# The Tequila Thread



## Frodo (Oct 1, 2009)

Just finished a bottle of Mascarillo Anejo that someone muled up from Puerta Vallarta for me. Super-nice stuff. The oak shared the stage with pepper and citrus was in the background. A complex tequila that had a lot of body. Definatly something I'll miss...


----------



## JGD (Mar 2, 2009)

I want to be able to love and appreciate tequila so badly. However, once I start drinking it I simply don't stop until its too late to notice how good it is. You know the song "10 Rounds of Jose Cuervo"? Its a baaad idea to take a shot every time he says "Jose Cuervo" during the song...


----------



## lbiislander (Oct 15, 2010)

Never heard the song. For my $$, Jose Cuervo Riserva de la Familia is the best ever. The bums just raised it $30 a bottle retail.


----------



## JGD (Mar 2, 2009)

lbiislander said:


> Never heard the song. For my $$, Jose Cuervo Riserva de la Familia is the best ever. The bums just raised it $30 a bottle retail.


I have never had the Riserva. I actually HATE the regular Cuervo. I generally drink Patron or Cabo Wabo when I drink tequila.


----------



## lbiislander (Oct 15, 2010)

The only thing the Riserva and the Cuervo Gold (of shots in the bar) have in common, is the name. One is $20 and one is $130. Guess which is which LOL


----------



## cigar loco (Jan 21, 2010)

I'm more of a Blanco man myself, this works for me !














 :dude:


----------



## Frodo (Oct 1, 2009)

JGD said:


> I have never had the Riserva. I actually HATE the regular Cuervo. I generally drink Patron or Cabo Wabo when I drink tequila.


Interestingly you don't always get what you pay for with Tequila. Cabo Wabo and Patron are considered overpriced on The Blue Agave forum. My personal choice is 7 Leguas but El Tesoro is probably the favourite from that forum. Both of these are cheaper than the brands you mentioned.

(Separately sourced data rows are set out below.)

PR #57, opened 2022-07-05
[WIP] Documentation Overhaul / Improvements

ixTec:
# Documentation Overhaul / Improvements

- [WF-608](https://datacamp.atlassian.net/browse/WF-608) ???
- [WF-609](https://datacamp.atlassian.net/browse/WF-609)
- [WF-610](https://datacamp.atlassian.net/browse/WF-610)
- [WF-611](https://datacamp.atlassian.net/browse/WF-611)
- [WF-613](https://datacamp.atlassian.net/browse/WF-613)

### 🚀 Major Changes

- Added new page header to top of page content
    - Category is determined from page url
    - Layout use within `.mdx` files has slightly changed
- Updated table of contents design
    - Shows active section, based on scroll position / elements in view of content

### 🔧 Minor Changes

- Added figma link to top navigation bar
- Added scroll to top link

### ❓ Misc Changes

- Original `page-header` has been renamed to `top-navigation`

## Screenshot(s):
Screenshot 2022-07-05 at 11 21 58
Screenshot 2022-07-05 at 11 24 02
Screenshot 2022-07-05 at 11 26 44


doc-site/components/table.tsx
```diff
@@ -18,10 +18,7 @@ const tableCellStyle = css`
   text-align: left;
   word-wrap: break-word;
   vertical-align: top;
-  padding-top: ${tokens.spacing.small};
```
blurbyte, line 21: I would revert these values at least for now. Regular table, e.g. Roadmap one looks a bit too heavy:
Screenshot 2022-07-07 at 14 29 13

doc-site/components/table-of-contents.tsx
```diff
@@ -2,37 +2,58 @@ import Link from 'next/link';
...
   name: string;
+  isActive: boolean;
 };
 
-function Entry({ name }: EntryProps) {
+function Entry({ name, isActive }: EntryProps) {
   return (
-    <li css={listItemStyle}>
+    <li css={listItemStyle({ isActive })}>
       <Link href={`#${slugify(name)}`} passHref>
```
blurbyte, line 57: With a border to the side and heading I think it will look a bit nicer if we use small `Button` as a link here.

doc-site/components/table-of-contents.tsx
```diff
@@ -41,17 +62,24 @@ function Entry({ name }: EntryProps) {
...
-  const entries = useTableOfContentsEntries();
+  const content = useTableOfContentsEntries();
 
-  if (entries.length > 0) {
+  if (content.entries.length > 0) {
     return (
-      <aside>
+      <div css={contentsTableStyle}>
+        <Heading as="h2" css={headingStyle}>
+          CONTENT
```
blurbyte, line 71: Could be capitalised via CSS.

doc-site/components/markdown-elements.tsx
```diff
@@ -26,37 +27,27 @@ type ContentProps = {
 function H1({ children }: ContentProps) {
```
blurbyte, line 27: Don't think we need it anymore, since H1 will be always provided with `PageHeader`.

doc-site/components/all-asset-types.tsx
```diff
@@ -14,16 +14,20 @@ const groupMaxColumnCount = {
...
-      key={groupName}
-      assetType={groupName}
-      assets={assetGroup}
-      maxColumns={
-        groupMaxColumnCount[groupName as keyof typeof groupMaxColumnCount]
-      }
-    />
-  ));
+  return (
+    <>
```
blurbyte, line 18: Does wrapping it with fragment fix the ordering?

blurbyte (changes requested):
Some general thoughts:

## Table of Contents (WF-609)

Deffo it's pretty close to being ready, although at the moment the active item selection seems a little buggy - sometimes section is not selected or skipped altogether. I think it would be best to extract this logic to separate story / branch and work on it later. For now I would keep styling and heading for sure.
On a side note this active item selection must be tricky to implement - check how janky it's here (it doesn't even work on first page load): https://atlassian.design/components/calendar/examples

## Figma Link (WF-610)

Looks good.

## Back to Top (WF-611)

I would show it a bit later, below a fold (could be approximate hardcoded value). You may add some nice fade in/out animation with `useAnimateTransition` hook too. Otherwise looks good.

## Props Table (WF-612)

Looks good. I would maybe consider showing multiple items in separate pills (not separated by pipes), like here:
Screenshot 2022-07-07 at 13 55 36

## Page Header (WF-613)

Looks really nice.
Would wrap it with `ErrorBoundary`. Maybe it would be possible to add the `pageTitle` and `pageDescription` to `PageLayout` actually if we have a header everywhere, and not passing `PageHeader` component as a prop on each page.
Also from what I remember for layout in MDX instead of wrapping whole page it's possible to do something like (not really sure if it's better than wrapping imho but something to consider for sure):
```
export default function Layout({children}) {
  return <PageLayout somePropsHere>{children}</PageLayout>;
}
```

I think we no longer need custom `Paragraph` styles in `markdown-elements.tsx`.

## Section Separator (WF-614)

Spacing is a bit off, should be more balanced as in Figma:
Screenshot 2022-07-07 at 14 23 45
I think it would be simpler to just add border above our custom H2 and call it a day. This way it won't be rendered below last item on the page:
Screenshot 2022-07-07 at 14 49 11

doc-site/components/markdown-elements.tsx
ixTec: Keeping it because we need to ensure we're setting the sizing / waffles component

doc-site/components/back-to-top.tsx
```diff
@@ -0,0 +1,42 @@
...
+  bottom: ${tokens.spacing.xlarge};
+`;
+
+function BackToTop() {
+  const [isVisible, setIsVisible] = useState(false);
+
+  useEffect(() => {
+    // Show button if the window is scrolled below the default header height (54px)
+    function handleVisibilityChange() {
+      window.scrollY > 54 ? setIsVisible(true) : setIsVisible(false);
```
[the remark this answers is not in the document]
ixTec: Keeping as is, as discussed, but replaced value with constant

doc-site/components/table.tsx
ixTec: I've overwritten the new styling for the component status and design token tables, but kept roadmap and other tables (props etc) as is for consistency for now. Can be reviewed again later

doc-site/components/back-to-top.tsx
```diff
@@ -0,0 +1,56 @@
...
+
+    handleVisibilityChange();
+    window.addEventListener('scroll', handleVisibilityChange);
+
+    return () => {
+      window.removeEventListener('scroll', handleVisibilityChange);
+    };
+  }, []);
+
+  return isVisible
```
blurbyte, line 41: `isAnimating` should be enough here.

blurbyte (changes requested):
Looks really good. Only a few things to correct left:

1. Component Status table looks off (left spacing is not aligned with other table)

Screenshot 2022-07-14 at 11 01 20

2. I would reduce spacing between the line and link in ToC even further (I think right now it's `medium` so let's make it `small`:

Screenshot 2022-07-14 at 11 03 03

3. Props look much better now. To make spacing between items more consistent maybe wrap them with a div with `display: flex; flex-wrap: wrap; gap: 2/4px whatever works better;`

Screenshot 2022-07-14 at 11 06 07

The Cuervo Reserva is a very nice super-anejo but the oak influance is very dominant. Depends what you want. A lovely drink no question. If given to me blind I couldn't guess between rum, whisky or brandy. I'd still be greatful for a glass though...


----------



## Jordan303 (Aug 16, 2008)

Do you guys drink it straight or mix it? Was just watching a good eats episode on you tube and he "re invented" the margarita. Was thinking about trying it.


----------



## Frodo (Oct 1, 2009)

I think given the quality (and price) of the bottles mentioned, most of us would be drinking it straight.


----------



## JGD (Mar 2, 2009)

Jordan303 said:


> Do you guys drink it straight or mix it? Was just watching a good eats episode on you tube and he "re invented" the margarita. Was thinking about trying it.


I generally drink it straight. But I will have a margarita every once in a while.

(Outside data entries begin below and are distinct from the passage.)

PR #59, opened 2022-07-13
WF-621 - Loader rendering issue in safari

ixTec:
# Fix loader rendering issue in safari

### 🔧 Minor Changes

- Fixed rendering issue of svg within loader in Safari browser

### ❓ Misc Changes

- Moved stroke property from path element to svg element, to solve issue with setting custom stroke value

## Screenshot(s):
Screenshot 2022-07-13 at 12 04 47


blurbyte (approved):
Nice. Checked on MacBook and iPhone and works as expected on both - let's merge 🚀.

PR #60, opened 2022-07-14
Small Menu and Dialog improvements

blurbyte:
# Destructive Menu.Item and Dialog.Footer improvements

### 🚀 Major Changes

- Added `destructive` variant to `Menu.Item`.

### 🔧 Minor Changes

- Updated the default alignment of buttons in `Dialog` and `Drawer` footers (so they are set apart instead close together).
- Increased the size of alert dot of `Menu.Item`.

### ❓ Misc Changes

- Reverted changes of custom Jest setup. Unfortunately it was breaking Cypress typings.
-  Bumped _emotion_ and _floting-ui_ deps versions.
- Updated main background color of docs based on updated specs.

## Screenshot(s):
Screenshot 2022-07-14 at 15 30 38
Screenshot 2022-07-14 at 15 31 08


doc-site/pages/overview/roadmap.mdx
```diff
@@ -6,14 +6,14 @@ import ComponentStatus from '../../components/component-status';
 
 ## Next Up
 
-_Last updated on 10 June 2022._
+_Last updated on 14 June 2022._
```
ixTec, line 9: Should be July

doc-site/examples/dialog/playground-config.ts
```diff
@@ -35,13 +35,21 @@ function Playground() {
...
             Cancel
           </Dialog.Button>
-          <Dialog.Button
-            autoFocus
-            variant="primary"
-            onClick={() => setIsOpen(false)}
-          >
-            Confirm
-          </Dialog.Button>
+          <div>
```
ixTec, line 38: On very small screen widths, the buttons in this div begin to wrap. We should add some styling in this playground to clean up how they look in this case.

On top of this, there is no wrapping behaviour for the footer, and so content is overflowing if it's too large. We should probably address this too
Screenshot 2022-07-14 at 15 13 50

src/menu/styles.ts
```diff
@@ -60,31 +62,56 @@ const itemBaseStyle = css`
...
+    color: tokens.colors.redDarkText,
+    hoverColor: hexToRgba(tokens.colors.redDarkText, tokens.opacity.low),
+    activeColor: tokens.colors.greySubtle,
+  },
+};
+
+const invertedVariantMap = {
+  primary: {
+    color: tokens.colors.white,
+    hoverColor: hexToRgba(tokens.colors.white, tokens.opacity.low),
```
ixTec, line 83: I would rename `hoverColor` / `activeColor `to better imply they're intended for backgroundColor use. I'm also unsure behind the naming of `activeColor` currently

ixTec (changes requested):
Few minor comments, with the primary one being the dialog button wrapping

doc-site/examples/dialog/playground-config.ts
blurbyte: Good catch.

ixTec (approved):
Let's mergeeee 🚀

PR #65, opened 2022-07-19
[WF-626] Asset docs heading order

ixTec:
# Fix ordering of headings in table of contents on asset docs page

### 🔧 Minor Changes

- Fixed order of headings on asset docs page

Here is my margarita recipe (it may take some work, but its damn good):

For any quantity (one glass, one pitcher, etc.)...

1/3 Top Shelf Tequila.
1/3 Tripple Sec.
1/3 FRESHLY Squeezed Lime Juice - You NEED it to be freshly squeezed - none of the store bought stuff.
Add Agave Nectar to taste.

Serve over ice with a salt rimmed glass.


----------



## Citizen Zero (Nov 1, 2010)

I love tequila and it kills me to mix it with anything, give it to me warm with no training wheels. I just absolutely love the taste but I cannot drink the silvers/blancos/clear tequilas. To me it has absolutely no taste. I'll take almost anything with a nice gold color.


----------



## JohnnyFlake (May 31, 2006)

lbiislander said:


> Never heard the song. For my $$, Jose Cuervo Riserva de la Familia is the best ever. The bums just raised it $30 a bottle retail.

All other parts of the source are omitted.